EXERCISE DATA:

Issue #3674, opened 2026-03-25
SSH component: Unable to select 'None' as passphrase choice


markoa:
Clicking on the option has no effect:
https://github.com/user-attachments/assets/5251ce31-5dfb-40e0-8e63-139355b532a2

shiroyasha:
Clicking on None returns it back to "empty state".
It is more of a copy issue than a bug, e.g. the empty state should say "No passphrase".

PR #3889, opened 2026-04-01
fix: normalize optional secret key none state

forestileao:
## Summary

Fix optional `secret-key` field behavior so the empty and cleared states are consistent.

## Changes

- Show `None` for optional secret-key fields when no credential is selected.
- Keep `None` as the visible selected value after choosing the clear option.
- Render `None` as an actual select value instead of placeholder text, so it does not appear with placeholder opacity.
- Keep secret-key selection parsing and option rendering refactored to stay within the UI lint budget.

Closes: https://github.com/superplanehq/superplane/issues/3674

### DIFF
--- a/pkg/cli/commands/canvases/change_requests.go
+++ b/pkg/cli/commands/canvases/change_requests.go
@@ -80,6 +80,11 @@ func (c *changeRequestListCommand) Execute(ctx core.CommandContext) error {
 	}
 
 	return ctx.Renderer.RenderText(func(stdout io.Writer) error {
+		if len(changeRequests) == 0 {
+			_, err := fmt.Fprintln(stdout, "No change requests found.")
+			return err
+		}
+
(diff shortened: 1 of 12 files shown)


web_src/src/ui/configurationFieldRenderer/index.tsx
```diff
@@ -418,7 +426,7 @@ export const ConfigurationFieldRenderer = ({
             value={value as SecretKeyRefValue}
             onChange={(v) => onChange(v)}
             organizationId={organizationId ?? domainId}
-            placeholder={field.placeholder ?? "Select credential"}
+            placeholder={getSecretKeyPlaceholder(field, isRequired)}
```
shiroyasha: Would be clearer if this logic would be inside of the `SecretKeyFieldRenderer`.
Pass the field and isRequired, and let the component decide how to render itself.

forestileao: makes sense, addressed

PR #3890, opened 2026-04-01
fix: ListCanvasEvents should not return full execution information

lucaspin:
Right now ListCanvasEvents loads one page of root events, then SerializeCanvasEventsWithExecutions serializes each event separately, and each call into SerializeNodeExecutions, which fires 4 more queries for root events, input events, output events, and users. That makes this endpoint effectively N+1 at the page level. A 50-event page can easily turn into hundreds of queries.

This is obviously a bad pattern. Since exposing full execution information is expensive, when embedding executions into other messages, we should use the minimal information necessary. Here, we introduce a CanvasNodeExecutionRef message, which is included in the CanvasEventWithExecutions one.

### Where is this used?

This is used in the runs console, which only displays some information about the executions:

Screenshot 2026-04-01 at 09 13 52

Since we need the full execution details to render the execution list, when a user clicks on a root event, we load the executions through ListEventExecutions, lazily and scope-loading the more expensive information.

### DIFF
--- a/web_src/src/pages/workflowv2/CanvasRunsView.tsx
+++ b/web_src/src/pages/workflowv2/CanvasRunsView.tsx
@@ -322,7 +322,7 @@ export function RunRow({
   const executionRefs = useMemo(() => event.executions || [], [event.executions]);
   const executionDetailsQuery = useQuery({
     ...eventExecutionsQueryOptions(canvasId, eventId),
-    enabled
+    enabled,
   });
 
   const detailedExecutions = useMemo(
--- a/web_src/src/pages/workflowv2/utils.ts
+++ b/web_src/src/pages/workflowv2/utils.ts
@@ -393,7 +393,7 @@ export function buildRunItemFromExecutionRef(options: {
   timestampOverride?: string;
 }): LogRunItem {
   const state = getRunItemStateFromRef(options.execution);
-  return buildRunItemFromExecutionBase({...options, resolvedState: state});
+  return buildRunItemFromExecutionBase({ ...options, resolvedState: state });
 }
 
 export function buildRunEntryFromEvent(options: {


web_src/src/pages/workflowv2/CanvasRunsView.tsx
```diff
@@ -297,9 +313,17 @@ export function RunRow({
     triggerEvent?: SidebarEvent;
   }) => void;
 }) {
-  const executions = useMemo(() => event.executions || [], [event.executions]);
   const triggerNode = useMemo(() => nodes.find((n) => n.id === event.nodeId), [nodes, event.nodeId]);
   const triggerSidebarEvent = useMemo(() => buildTriggerSidebarEvent(event, triggerNode), [event, triggerNode]);
+  const executionRefs = useMemo(() => event.executions || [], [event.executions]);
+  const executionDetailsQuery = useQuery({
+    ...eventExecutionsQueryOptions(event.canvasId || "", event.id || ""),
```
shiroyasha: It's hard to read lines where multiple logical things are done.
Lets create variables for this:

```
const canvasId = event.canvasId || "";
const executionId = event.id || "";
const enabled = isExpanded && !!event.canvasId && !!event.id;

...

eventExecutionsQueryOptions(canvasId, id)
```

web_src/src/pages/workflowv2/index.tsx
```diff
@@ -5926,10 +5926,14 @@ function useExecutionChainData(workflowId: string, queryClient: QueryClient, wor
...
-        }
-        const data = await queryClient.fetchQuery(queryOptions);
+        const data = await queryClient.fetchQuery(
+          forceReload
+            ? {
+                ...queryOptions,
+                staleTime: 0,
+              }
+            : queryOptions,
+        );
```
shiroyasha: Same here, function call + if + object creation in one flow. Lets break it:

```
const options = forceReload ? withZeroStaleTime(queryOptions) : queryOptions;
const data = await queryClient.fetchQuery(options);
```

web_src/src/pages/workflowv2/utils.ts
```diff
@@ -262,8 +263,17 @@ export function mapExecutionStateToLogType(
...
-export function buildRunItemFromExecution(options: {
-  execution: CanvasesCanvasNodeExecution;
+function getRunItemFallbackState(execution: CanvasesCanvasNodeExecutionRef): string {
+  if (execution.state === "STATE_PENDING") return "queued";
+  if (execution.state === "STATE_STARTED") return "running";
+  if (execution.result === "RESULT_FAILED") return "error";
+  if (execution.result === "RESULT_CANCELLED") return "cancelled";
+  if (execution.result === "RESULT_PASSED") return "success";
+  return "unknown";
+}
```
shiroyasha, line 272: Why is this called Fallback State? It looks like it is always used.

Also this should be a map, instead of ifs:

```
const stateNames = {
  "STATE_PENDING": "queued",
  "STATE_STARTED": "running"
  ...
};

function getStateName(execution) {
  return stateNames[execution.state] || "unknown";
}
```

web_src/src/pages/workflowv2/utils.ts
```diff
@@ -274,14 +284,15 @@ export function buildRunItemFromExecution(options: {
...
+  const { execution, nodes, onNodeSelect, timestampOverride, resolvedState, timestampFallback } = options;
   const { onExecutionSelect, event } = options;
   const componentNode = nodes.find((node) => node.id === execution.nodeId);
-  const componentName = componentNode?.component?.name || "";
-  const stateResolver = getState(componentName);
-  const state = stateResolver(buildExecutionInfo(execution));
-  const executionState = execution.resultReason === "RESULT_REASON_ERROR_RESOLVED" ? "error" : state || "unknown";
+  const fallbackState = getRunItemFallbackState(execution);
+  const executionState =
+    execution.resultReason === "RESULT_REASON_ERROR_RESOLVED" ? "error" : resolvedState || fallbackState;
```
shiroyasha: This should just be one function `getState(execution)`. Hard to reason about it here where it is mixed with 10 other things.

web_src/src/pages/workflowv2/utils.ts
```diff
@@ -262,8 +263,17 @@ export function mapExecutionStateToLogType(
   return state === "error" ? "error" : "success";
 }
 
-export function buildRunItemFromExecution(options: {
-  execution: CanvasesCanvasNodeExecution;
+function getRunItemFallbackState(execution: CanvasesCanvasNodeExecutionRef): string {
+  if (execution.state === "STATE_PENDING") return "queued";
```
forestileao: I think even for STATE_PENDING we are using running state.
queued state we use for queue items as far as I know

web_src/src/pages/workflowv2/utils.ts
lucaspin: Cannot be a map because both state and result are used to map it. I will refactor these parts in a subsequent pull request. I didn't want to dirty this pull request with TypeScript refactors, and wanted to focus on the API change

PR #3892, opened 2026-04-01
chore: Fix no constant binary expressions

shiroyasha:


web_src/src/ui/configurationFieldRenderer/BooleanFieldRenderer.tsx
```diff
@@ -1,13 +1,49 @@
...
+  value: FieldRendererProps["value"],
+  defaultValue: string | undefined,
+): boolean {
+  // if the value is a boolean, return it
+  if (typeof value === "boolean") {
+    return value;
+  }
+
+  // if the value is a string, parse it as a boolean
+  if (typeof value === "string") {
```
shiroyasha, line 27: Previously things like `"poop"` would return false silently.
Now, we return only true/false if the string is "true"/"false".

If there is anything else here like "poop", we still return `false`, but log a sentry warning so we know that something suspicious is going on.

PR #3899, opened 2026-04-01
fix: harden canvas node rendering and workflow mapper preparation

forestileao:
## Summary
- make workflowv2 node preparation resilient to mapper, additional-data, and custom-field failures
- isolate canvas node render failures so a single broken node no longer breaks the whole canvas
- extract workflowv2 node-preparation and canvas block logic into smaller utilities/modules

## What Changed
- added safe wrappers for additional-data builders and custom-field renderers
- normalized malformed mapper output before it reaches `ComponentBase` and `Trigger`
- moved trigger, component, composite, annotation, and group node preparation into dedicated workflowv2 lib files
- added per-node error boundaries in `CanvasPage`
- replaced the monolithic `Block.tsx` with a `Block/` module split into `index`, `types`, `content`, `data`, and `handles`
- made `Block` fall back safely for malformed or unknown node data instead of throwing
- hardened `componentBase` against invalid arrays, invalid strings, and custom field render errors
- added regression tests for safe mappers, workflow node preparation, block fallback rendering, and canvas node isolation

image

### DIFF
--- a/web_src/src/lib/canvas-node-fallback.ts
+++ b/web_src/src/lib/canvas-node-fallback.ts
@@ -1,0 +1,1 @@
+export const CANVAS_NODE_FALLBACK_MESSAGE = "Can't display";
--- a/web_src/src/ui/CanvasPage/index.tsx
+++ b/web_src/src/ui/CanvasPage/index.tsx
@@ -61,6 +61,7 @@ import {
 } from "@/api-client";
 import { buildSidebarComponentDocsPayload } from "@/lib/componentDocsUrl";
 import { parseDefaultValues } from "@/lib/components";
+import { CANVAS_NODE_FALLBACK_MESSAGE } from "@/lib/canvas-node-fallback";
 import { getActiveNoteId, restoreActiveNoteFocus } from "@/ui/annotationComponent/noteFocus";
 import {
   AiCanvasOperation,
@@ -456,7 +457,7 @@ function createNodeRenderFallbackData(data: BlockData): BlockData {
     group: undefined,
     renderFallback: {
       source: "node-render",
-      message: "Can't display",
+      message: CANVAS_NODE_FALLBACK_MESSAGE,
     },
   };
 }
--- a/web_src/src/lib/records.ts
+++ b/web_src/src/lib/records.ts
@@ -1,0 +1,5 @@
+export type UnknownRecord = Record<string, unknown>;
+
+export function isRecord(value: unknown): value is UnknownRecord {
+  return typeof value === "object" && value !== null;
+}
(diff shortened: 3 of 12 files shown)


web_src/src/pages/workflowv2/lib/canvas-annotation-node.ts
lucaspin, line 1: Files inside of workflowv2/lib/* are using kebab-case, let's not break the pattern

web_src/src/pages/workflowv2/lib/canvasNodeFallback.ts
```diff
@@ -0,0 +1,87 @@
...
+}): CanvasNode {
+  return {
+    id: node.id!,
+    position: { x: node.position?.x || 0, y: node.position?.y || 0 },
+    data: {
+      type: "trigger",
+      label: displayLabel,
+      state: "pending" as const,
+      outputChannels: ["default"],
+      _triggerName: node.trigger?.name,
```
lucaspin: _triggerName?

forestileao: Not a good pattern. Let me remove the _componentName too

web_src/src/ui/CanvasPage/index.tsx
```diff
@@ -378,57 +391,228 @@ const EDGE_STYLE = {
...
+      scope.setExtra("nodeLabel", nodeLabel);
+      scope.setExtra("componentStack", errorInfo.componentStack);
+      Sentry.captureException(error);
+    });
+  }
+
+  componentDidUpdate(prevProps: CanvasNodeErrorBoundaryProps) {
+    if (this.state.hasError && (prevProps.nodeId !== this.props.nodeId || prevProps.nodeData !== this.props.nodeData)) {
+      this.setState({ hasError: false });
+    }
```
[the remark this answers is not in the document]
forestileao: true, got this one now

web_src/src/lib/canvas-node-fallback.ts
```diff
@@ -0,0 +1 @@
+export const CANVAS_NODE_FALLBACK_MESSAGE = "Can't display";
```
shiroyasha, line 1: Weird that we have a dedicated file for this and not for other files. Why?

shiroyasha:
IMHO, there are too many changes for this one pull-request to be able to provide high-quality feedback. 

It is ok now, the code generally looks ok, but looking at this list, every one of them would be self-sufficient for its own PR:

- added safe wrappers for additional-data builders and custom-field renderers
- normalized malformed mapper output before it reaches ComponentBase and Trigger
- moved trigger, component, composite, annotation, and group node preparation into dedicated workflowv2 lib files
- added per-node error boundaries in CanvasPage
- replaced the monolithic Block.tsx with a Block/ module split into index, types, content, data, and handles
- made Block fall back safely for malformed or unknown node data instead of throwing
- hardened componentBase against invalid arrays, invalid strings, and custom field render errors
- added regression tests for safe mappers, workflow node preparation, block fallback rendering, and canvas node isolation

forestileao:
@shiroyasha I don;t think we need that level of granularity because some changes depend on other's. But i am going to split this PR in more.
Closing by now

PR #3900, opened 2026-04-01
feat: drain active SSE streams before agent shutdown

0vertake:
## Summary
- Track in-flight SSE streams with ActiveStreamTracker so the agent waits for them to finish on SIGTERM instead of killing them mid-response
- Reject new requests with 503 during shutdown
- Set up timeout layering: drain (300s) < uvicorn (310s) < Docker/K8s (330s), each independently configurable
- Centralize all agent environment variables into a single ai/config.py module with typed parse helpers

## How it works
1. K8s sends SIGTERM — no new traffic is routed to the pod
2. FastAPI lifespan teardown calls begin_shutdown() (new requests get 503) then wait_for_drain() (blocks until active streams finish or DRAIN_TIMEOUT expires)
3. Once drained, gRPC server and session store are cleaned up and uvicorn exits

### DIFF
--- a/db/migrations/20260402003713_alter_casbin_schema.up.sql
+++ b/db/migrations/20260402003713_alter_casbin_schema.up.sql
@@ -1,0 +1,9 @@
+BEGIN;
+
+ALTER TABLE casbin_rule
+  ALTER COLUMN ptype DROP NOT NULL;
+
+CREATE UNIQUE INDEX IF NOT EXISTS idx_casbin_rule_unique
+    ON public.casbin_rule USING btree (ptype, v0, v1, v2, v3, v4, v5);
+
+COMMIT;
--- a/db/structure.sql
+++ b/db/structure.sql
@@ -207,7 +207,7 @@ CREATE TABLE public.canvas_memories (
 
 CREATE TABLE public.casbin_rule (
     id integer NOT NULL,
-    ptype character varying(100) NOT NULL,
+    ptype character varying(100),
     v0 character varying(100),
     v1 character varying(100),
     v2 character varying(100),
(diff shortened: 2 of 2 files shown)


agent/src/ai/repl_web.py
```diff
@@ -39,6 +39,101 @@
...
+    raw = os.getenv("DRAIN_TIMEOUT", "").strip()
+    if not raw:
+        return _DEFAULT_DRAIN_TIMEOUT
+    try:
+        return max(float(raw), 0.0)
+    except ValueError:
+        return _DEFAULT_DRAIN_TIMEOUT
+
+
+class ActiveStreamTracker:
```
lucaspin: This should be in a separate file

0vertake: This is implemented now

agent/src/ai/stream_tracker.py
```diff
@@ -0,0 +1,98 @@
...
+
+
+def _resolve_drain_timeout() -> float:
+    raw = os.getenv("DRAIN_TIMEOUT", "").strip()
+    if not raw:
+        return _DEFAULT_DRAIN_TIMEOUT
+    try:
+        return max(float(raw), 0.0)
+    except ValueError:
+        return _DEFAULT_DRAIN_TIMEOUT
```
shiroyasha: Lets introduce a global config package that contains all of our external configuration. It will be 10x easier to track the configuration options that the app uses.

e.g

``` python
# agent/src/config.py

import os
from dataclasses import dataclass

class Config:
    drain_timeout: int

    def __init__(self):
      self.drain_timeout = self.parse_int("DRAIN_TIEOUT", min=0, max=1000, default=310)

    def parse_int(env_name, min, max, default):
      raw = os.getenv(env_name, "").strip()

      # ... rest of the code ...

    
config = Config()
```

then in stream tracker:

```
import config from config

config.drain_timeout # use it here
```

0vertake: This is implemented now and added into the PR description.

PR #3906, opened 2026-04-02
fix: update db to correct casbin schema

forestileao:
This PR updates the DB to correct schema, since casbin already tries to turn into this state.

If the DB state is already correct, the migration will not affect  it and the query will not generate any error.


shiroyasha:
The changes look reasonable. I can't vouch that it is correct, but I trust you 101%.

ACTION ITEM: Using the data above, print exactly the lines from the line that contains "PR #3889, opened 2026-04-01" through the line that contains "with placeholder opacity.", with both included.

EXPECTED ANSWER:
PR #3889, opened 2026-04-01
fix: normalize optional secret key none state

forestileao:
## Summary

Fix optional `secret-key` field behavior so the empty and cleared states are consistent.

## Changes

- Show `None` for optional secret-key fields when no credential is selected.
- Keep `None` as the visible selected value after choosing the clear option.
- Render `None` as an actual select value instead of placeholder text, so it does not appear with placeholder opacity.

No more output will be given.